Durant cette rencontre, il a bien sûr été discuté le dossier chaud de l’immigration clandestine qui inquiète les deux pays, surtout que cela a coïncidé avec le chavirement d’une embarcation au large d’Al Hoceima qui a fait plusieurs victimes parmi eux des migrants du Mali et de Côte d’Ivoire. Les deux ministres ont été avertis, durant leurs entretiens, de ce douloureux accident et ont saisi l’occasion pour exprimer leur tristesse face à ces pertes tragiques, mais aussi fustiger le rôle des gangs et mafias qui exploitent le malheur de certains pour faire fortune dans le trafic des êtres humains, d’où la nécessité de multiplier les efforts entre les différents services qui doivent désormais anticiper les nouvelles techniques utilisées par ces mafias afin de brouiller leurs pistes et échapper aux forces de l’ordre. D’ailleurs, la Marine royale, la Gendarmerie royale et la Guardia Civil font un excellent travail dans les eaux du détroit de Gibraltar, reste toutefois à améliorer les résultats qui en découlent. D’où la présence, lors de la réunion, d’un officier supérieur de la gendarmerie royale marocaine, de grade de Général de division.

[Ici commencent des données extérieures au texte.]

PR #550, opened 2019-02-02
Add template for Ansible Roles, supporting hashes and arrays

fcarrus:
Many Ansible Roles expect variables as structures, not just a plain string value (i.e. system-roles.timesync's **timesync_ntp_servers** variable).

This template helps by importing all the Host parameters as Ansible first-level variables, but trying to decode the strings values as a JSON structure. If it does it successfully, it is carried as a `vars:` child in YAML syntax, to be used by the Roles.

Example Parameters:
```
timesync_ntp_servers = [ { "hostname": "ntp1.inrim.it", "iburst": "yes" }, { "hostname": "ntp2.inrim.it", "iburst": "yes" } ]
other-parameter-hash = { "this": "is", "an": "array", "of": [ "hashes", "and", "hashes" ] }
```
would render like this:
```yaml
---
- name: Ansible Roles - Ansible with Foreman Parameters
  vars:
    kt_env: Library
    kt_cv: RHEL76
    foreman_host_collections: []    
    lifecycle_environment: Library
    timesync_ntp_servers: 
    - hostname: ntp1.inrim.it
      iburst: 'yes'
    - hostname: ntp2.inrim.it
      iburst: 'yes'
    other_parameter_hash: 
      this: is
      an: array
      of:
      - hashes
      - and
      - hashes
 ...
```

Any code style suggestion or optimization is well accepted, since I'm pretty new to ERB.


ares:
The latest version of ansible plugin adds ansible variables, that support all types natively. While this is great work, there's also a PR introducing types to generic parameters. Would either of that solve your usecase?

fcarrus:
Great, I didn't know about that. 
Sure I'll wait for something more *native*.  
Thanks!

PR #554, opened 2019-02-12
Added eject command as opt-in

lzap:


ekohl (changes requested):
Wouldn't it be cleaner to modify the existing reboot section which already has reject for bootdisk: https://github.com/theforeman/community-templates/blob/e541771837b72974e4d755775472eb75aec2f80e/provisioning_templates/provision/kickstart_default.erb#L136-L140

lzap:
Uh I haven't noticed :-) Closing this is useless then.

PR #182, opened 2025-02-19
 Fix CoreData Thread Safety in retryCachedData

sergiothinks2:
### Problem

Some customers are experiencing crashes when the upload was not successful and the data was cached. The crash occurs on app relaunch when retryCachedData() is called, specifically when trying to access CoreData managed object properties on a different thread than the managed object context.

### Changes

**Modified retryCachedData() method to handle CoreData objects safely**

- Removed direct property access of CoreData managed objects across threads
- Added conversion of managed objects to value types before processing
- Maintained existing thread safety mechanisms (semaphore, queue handling)
- Verified that test_fetchAllUploadData() is passing 

### Before

The original implementation accessed CoreData managed object properties (uploadData.type, uploadData.data, etc.) directly while iterating through them on a different thread than where they were fetched.

### After
The new implementation:
- Uses existing fetchAllUploadData() method which properly handles CoreData context
- Immediately converts managed objects to value types using map
- Processes these thread-safe value types in the upload loop

### DIFF
--- a/Sources/EmbraceUploadInternal/EmbraceUpload.swift
+++ b/Sources/EmbraceUploadInternal/EmbraceUpload.swift
@@ -81,23 +81,26 @@ public class EmbraceUpload: EmbraceLogUploader {
                 // clear data from cache that shouldn't be retried as it's stale
                 self.clearCacheFromStaleData()
 
-                // get all the data cached first, is the only thing that could throw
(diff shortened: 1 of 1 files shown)


NachoEmbrace:
Were you able to reproduce the crash?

Dans un autre registre, les deux ministres ont salué les résultats concrets réalisés en commun dans la lutte antiterroriste et la traque des filières extrémistes. Le travail des services de sécurité des deux pays demeure un cas d’école : une coopération bilatérale transversale portée, d’une part, par les équipes du patron de la police marocaine Abdellatif Hammouchi et de Driss Jaouhari, directeur général des Affaires intérieures et, d’autre part, les services de German Lopez Iglesias, Directeur général de la police espagnole, permet le démantèlement constant de cellules d’inspiration extrémiste, ainsi que le démantèlement de réseaux très actifs de trafic de drogue entre l’Amérique latine, l’Afrique et l’Europe. L’opération conjointe de Dakhla qui a permis l’interception de plus de 2500 kilogrammes de cocaïne, en est la meilleure illustration.

La confianza lograda entre la policía de España y la de Marruecos es única en el mundo Juan Ignacio Zoido

 


Sur le plan politique, les points de vue sont concordants sur la plupart des dossiers et événements régionaux et internationaux, reste seulement l’épineuse question des présides Ceuta, Melilla, les Îlots Perijil, Nekkor, Badis et Chafarinas, qui n’a malheureusement pas encore trouvé la volonté politique nécessaire du pouvoir à Madrid pour tracer son chemin vers une solution juste et équitable qui mettrait fin aux dernières enclaves occupées en Afrique.